To recruit Achilles to your cause, you must first best him in battle.

Unfortunately, our young merchant friend quickly gave up his life to help us get a better view of what Rise of the Argonauts' combat system will be like. The game will emphasize what Price refers to as "lethality" by allowing instantaneous kills on enemies when they are struck in unarmored spots--so yes, there will be plenty of decapitations and flying limbs when your weapons strike true. You'll have access to several fighting styles depending on what class of weapon you use (swords, spears, or blunt weapons); each one will determine your fighting stance and where your shield is placed. The game will apparently model physical collisions between your character models and your enemies', and all your gear, so weapons will physically be deflected from your shield. You'll be able to make use of various divine powers awarded to you by the gods, and these will also have spectacular effects, such as using a powerful attack from Ares to send your opponents flying across the battlefield, or summoning a black hole from Hades to suck in and instantly destroy any enemies who have left their feet.

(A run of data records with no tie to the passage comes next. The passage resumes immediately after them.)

PR #40, opened 2019-10-26
adjust zfs completions so that it uses acltype on linux instead of aclmode

tcheinen:
zfs doesn't have an aclmode option on linux.  I set the zfs completions to use acltype instead on a linux system.

### DIFF
--- a/Completion/Unix/Command/_zfs
+++ b/Completion/Unix/Command/_zfs
@@ -145,7 +145,6 @@ _zfs() {
 	# set the sorting for *size properties to false by default?
 	rw_properties=(
 		"aclinherit:value:(discard noallow restricted passthrough passthrough-x)"
-		$(if [[ "$OSTYPE" == "linux-gnu" ]]; then echo "acltype:value:(off noacl posixacl)"; else echo "aclmode:value:(discard mask passthrough)"; fi );
 		"atime:value:(on off)"
 		"canmount:value:(on off noauto)"
 		"checksum:value:(on off fletcher2 fletcher4 sha256 sha256+mac)"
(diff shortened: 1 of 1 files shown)


Completion/Unix/Command/_zfs
```diff
@@ -185,6 +185,7 @@ _zfs() {
 		$share_rw_properties
 	)
 
+
```
okapia: not sure if this was intentional but I don't think the extra blank line is needed.

Completion/Unix/Command/_zfs
```diff
@@ -145,7 +145,7 @@ _zfs() {
 	# set the sorting for *size properties to false by default?
 	rw_properties=(
 		"aclinherit:value:(discard noallow restricted passthrough passthrough-x)"
-		"aclmode:value:(discard mask passthrough)"
+		$(if [[ "$OSTYPE" == "linux-gnu" ]]; then echo "acltype:value:(off noacl posixacl)"; else echo "aclmode:value:(discard mask passthrough)"; fi );
```
okapia: Thanks for the contribution. This is a useful improvement.

Using echo inside `$( ... )` creates a subshell and pipe. How about appending to rw_properties after the end of the assignment - something like:

    if [[ $OSTYPE = linux-gnu ]]; then
      rw_properties+=( "acltype:value:(off noacl posixacl)" )
    else
      rw_properties+=( ... )
    fi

Rise of the Argonauts is intended to offer something different for fans of both action and role-playing games; says Price, the game is intended to truly capitalize on the prospect of an action RPG beyond being either an action game with a few meaningless stats, or a point-and-click hack-and-slash game where your stats keep going up automatically. The studio is committed to telling a compelling story with comprehensive combat and a unique character-development system. The game is scheduled for release later this year on the Xbox 360, PlayStation 3, and PC.